WHAT THE TASK ASKS |
Go through the material below, find each line with the word "that", and copy those lines.

PROVIDED DATA |
==========

PR #2141, opened 2026-07-18
Treat missing a=fmtp as defaults for AMR

alexbakker:
Per RFC 4867 section 8.1, absent fmtp parameters imply defaults (bandwidth-efficient mode, no CRC, no robust-sorting, no interleaving). Previously, codec matching was rejected when either side had no ``a=fmtp`` attribute for the AMR payload type, causing AMR to be dropped as a "stray answer codec".

This patch changes this behavior to instead "parse" fmtp even when absent so that the format struct is populated with zero-initialized defaults and fmtp_parsed is set.

### DIFF
--- a/t/test-transcode.c
+++ b/t/test-transcode.c
@@ -119,6 +119,7 @@ static void __start(const char *file, int line) {
 }
 
 #define transcode(codec) t_queue_push_tail(&flags.codec_transcode, sdup(#codec))
+#define transcode_s(s) t_queue_push_tail(&flags.codec_transcode, sdup(s))
 #define c_accept(codec) t_queue_push_tail(&flags.codec_accept, sdup(#codec))
 #define c_consume(codec) t_queue_push_tail(&flags.codec_consume, sdup(#codec))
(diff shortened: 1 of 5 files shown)


t/test-transcode.c
```diff
@@ -621,6 +621,48 @@ int main(void) {
 			packet_seq(A, 96, AMR_WB_payload_noe, 0, 0, -1, ""); // nothing due to resampling/decoding buffer
 			packet_seq_nf(A, 96, AMR_WB_payload_noe, 320, 1, 0, PCMU_payload);
 			end();
+
+			// forward AMR-WB, answer without fmtp (missing = defaults = octet-align=0)
+			// offer has octet-align=0, answer omits fmtp -> should match
+			start();
+			sdp_pt(0, PCMU, 8000);
+			transcode(AMR-WB/16000/1///octet-align=0);
```
rfuchs: doesn't compile because the `//` is interpreted as a comment

alexbakker:
@rfuchs I must have forgotten to push the latest revision. Sorry about that. The tests should pass now.

rfuchs:
Much better, thank you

==========

TASK RESULT |
This patch changes this behavior to instead "parse" fmtp even when absent so that the format struct is populated with zero-initialized defaults and fmtp_parsed is set.
@rfuchs I must have forgotten to push the latest revision. Sorry about that. The tests should pass now.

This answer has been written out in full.